My daughter has made a miraculous recovery in every way. I was told she might not survive, that she might never wake up, that she could have permanent brain damage, that the best-case scenario was she’d need a liver transplant. She beat all odds. Her liver healed itself. Doctors were amazed at her progress. More than one doctor told me “she shouldn’t be alive.” 

She also made significant mental health healing. She graduated high school and is thriving at college halfway across the country.  She’s a warrior. A fighter. A survivor. The strongest and bravest person I know. 

My recovery has been slower than my daughter’s.  My world completely shattered two years ago today.  I’m still picking up the pieces and trying to figure out who I am.  I’m still recovering from the trauma that happened on this day two years ago, and in the hospital during the weeks after. And in the years that led up to it. And all the changes that have happened in the two years since her attempt. 

I’m still processing it all. Writing this was a step in healing. It’s taken me two years to get this out. 

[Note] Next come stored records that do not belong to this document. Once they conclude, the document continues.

PR #4967, opened 2026-05-17
feat(metric): add ROUGE-L score metric

### LINKED ISSUE #544: Training metrics

jaweed3:
### Checklist:

- Confirmed that cargo run-checks command has been executed.
- Made sure the book is up to date with changes in this PR.

### Related Issues/PRs:

Closes #544 (ROUGE score item)

### Changes:

- Adds RougeLScore, a training metric that computes the F1 score based on the longest common subsequence (LCS) between predicted and reference token sequences.
- New `crates/burn-train/src/metric/rouge.rs` implementing Metric + Numeric traits
- Registered in `crates/burn-train/src/metric/mod.rs`
- Supports configurable pad token for padded sequences
- Follows same pattern as BleuScore, CharErrorRate, WordErrorRate

### Testing:

8 unit tests covering:

- Perfect match (F1 = 100%)
- No match (F1 = 0%)
- Partial subsequence overlap
- Shorter candidate with padding
- Padding stripping
- Batch averaging
- Both sequences empty
- Clear reset


crates/burn-train/src/metric/rouge.rs
```diff
@@ -0,0 +1,282 @@
...
+
+            if ref_len == 0.0 && cand_len == 0.0 {
+                total_f1 += 100.0;
+                continue;
+            }
+
+            if ref_len == 0.0 || cand_len == 0.0 {
+                total_f1 += 0.0;
+                continue;
+            }
```
laggui, line 122: += 0 is a no-op here, we can just continue

laggui (commented):
Just a minor comment, otherwise I think the implementation is a good starting point for rouge (without any other additional configuration).

Thanks for contributing!

crates/burn-train/src/metric/rouge.rs
jaweed3: fixed

laggui (approved):

PR #4974, opened 2026-05-19
chore: Update to reference refactor

wingertge:
### Checklist

### Related Issues/PRs

https://github.com/tracel-ai/cubek/pull/279

### Changes

Updates to breaking changes upstream

### Testing

Tests all pass


crates/burn-backend-tests/tests/tensor/float/ops/arg.rs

I joked with my daughter this week that it was the one year anniversary of our ankle tattoos. You see, last February 27 we both got our first tattoos. She at 18 and me at 41. Arrows above our right ankles to signify moving forward. The tattoos were to create a positive memory on the first trama-versary of her attempt. 

mother daughter tattoos

Trauma is fascinating. I thought I was okay on this day last year. Then I was folding laundry and was overcome with a wave of emotion so strong I had to sit down as sobs took over my body. It was 10 a.m., the time she came out of the bathroom and puked up blue foam.

We Facetimed today about how glad we both are she’s alive.

I’m going to be gentle with myself today and do things that feel good to my soul – a bike ride, some time at the beach, a fancy latte, maybe yoga class later if I feel up to it.

I’ll continue working on healing and trying to figure out my place in this world. Left foot, right foot, breathe.

But mostly today I celebrate my daughter. And our arrow tattoos. 

Again, if you or someone you know needs help call the National Suicide Prevention Lifeline at 1-800-273-8255.